Riya Pant, founder of Blur India says,"The tax exemptions for startups are a big win, helping us cut down on logistics costs and reducing overall prices. Another positive change is the faster tax return process, now taking just 10 days. This quick turnaround is especially beneficial for bootstrapped Direct-to-Consumer startups like ours, ensuring swift refunds and promoting financial efficiency," 

“It's heartening to witness a forward-looking approach that echoes the government's commitment to fostering growth. The extension of tax benefits for startups, focus on MSME training for global competitiveness, and empowering women entrepreneurs through initiatives like Mudra Yojana are steps in the right direction. The emphasis on inclusivity, especially for the Garib, Mahilayen, Yuva, and Annadata segments, aligns with our vision for a thriving beauty and grooming industry. We remain optimistic about the positive impact on our sector and eagerly await further developments as we collectively strive towards making India a Vikashit Bharat by 2047," says Neeja Shah Goswami, CEO, Whiskers India.

"Over the past decade, efforts to boost entrepreneurship have fueled significant growth for homegrown brands. Finance Minister Sitharaman also revealed a reduction in the corporate tax rate, lowering it from 30 per cent to 22 per cent for existing domestic companies and to 15 per cent for certain new manufacturing companies, thereby reinforcing the government's commitment to promoting Make in India. Anticipating proactive steps from the new government for Union Budget 2024-25, we are optimistic about a budget encompassing tax reforms, sustainability incentives, digital facilitation, and skill development initiatives," adds Inara Dhrolia, cofounder, Rivona Naturals. 

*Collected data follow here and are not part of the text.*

PR #2006, opened 2026-05-23
test: run proof expr test without blitzar

Yassinbrine:
/claim #560

## Summary
- enable the existing `proof_expr_test` module for plain `#[cfg(test)]`
- switch that test from `InnerProductProof` to the test-only `NaiveEvaluationProof`
- keep the coverage slice independent of the `blitzar` feature so it can run under the no-default `test` feature path

## Validation
- `git diff --check` passed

Further, Vineeta Singh, Cofounder, CEO, SUGAR Cosmetics opines, "The budget for 2024 demonstrates fiscal responsibility and establishes a robust foundation for an inclusive economic landscape, emphasising the commitment to an accelerated transformative journey. The significant 11.11 per cent increase in capital expenditure, reflects a proactive approach to infrastructure development, which is poised to drive economic growth and job creation. Additionally, the government's decision to extend tax benefits for startups and investments made by sovereign wealth or pension funds is a strategic move to promote economic development. We had hoped that the budget would address the needs of the beauty and personal care startup sector, such as capital funding and tax benefits (ESOPS), to encourage consumption generation and include it in the PLI scheme for accelerating the industry. Nonetheless, we are looking at the positive side and wholeheartedly applaud the strategic initiatives outlined in the budget, confident that they will propel the country towards unprecedented heights of growth and prosperity.